> [WORK ORDER]: The listing needs restating word for word.
* * * *
PR #1010, opened 2016-06-09
REL-2831: purge ephemeris action

swalker2m:
This PR introduces a new "Edit" menu item that, when selected, purges ephemeris data in all non-sidereal observations that the user has permission to edit.  In particular, it replaces the full ephemeris table with a single-element entry at the scheduling block start.  This can reduce the amount of memory occupied by the program in an observing database, including the OT's local database.  This is, hopefully, a stop-gap option for 16B.  The idea is that this action will only be needed in very special cases where the program has many non-sidereal target instances.

~~The usefulness of this item is somewhat questionable though because it can only update observations that the user can edit.  Otherwise, the updated observations will only be rejected by the merge algorithm upon sync.  Unfortunately that means observed observations cannot be purged even by staff members despite the fact that observed observations are precisely those for which full ephemeris data is least useful.  Sad!~~

__UPDATE:__ The sync allows staff members to "edit" observed observations because the OT allows them to toggle observation status, make a change, and toggle back to observed.  We can allow the ephemeris purge to reset observed observation ephemeris after all.  Sorry for the confusion.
* * * *
> [WRITTEN REPLY]:
PR #1010, opened 2016-06-09
REL-2831: purge ephemeris action

swalker2m:
This PR introduces a new "Edit" menu item that, when selected, purges ephemeris data in all non-sidereal observations that the user has permission to edit.  In particular, it replaces the full ephemeris table with a single-element entry at the scheduling block start.  This can reduce the amount of memory occupied by the program in an observing database, including the OT's local database.  This is, hopefully, a stop-gap option for 16B.  The idea is that this action will only be needed in very special cases where the program has many non-sidereal target instances.

~~The usefulness of this item is somewhat questionable though because it can only update observations that the user can edit.  Otherwise, the updated observations will only be rejected by the merge algorithm upon sync.  Unfortunately that means observed observations cannot be purged even by staff members despite the fact that observed observations are precisely those for which full ephemeris data is least useful.  Sad!~~

__UPDATE:__ The sync allows staff members to "edit" observed observations because the OT allows them to toggle observation status, make a change, and toggle back to observed.  We can allow the ephemeris purge to reset observed observation ephemeris after all.  Sorry for the confusion.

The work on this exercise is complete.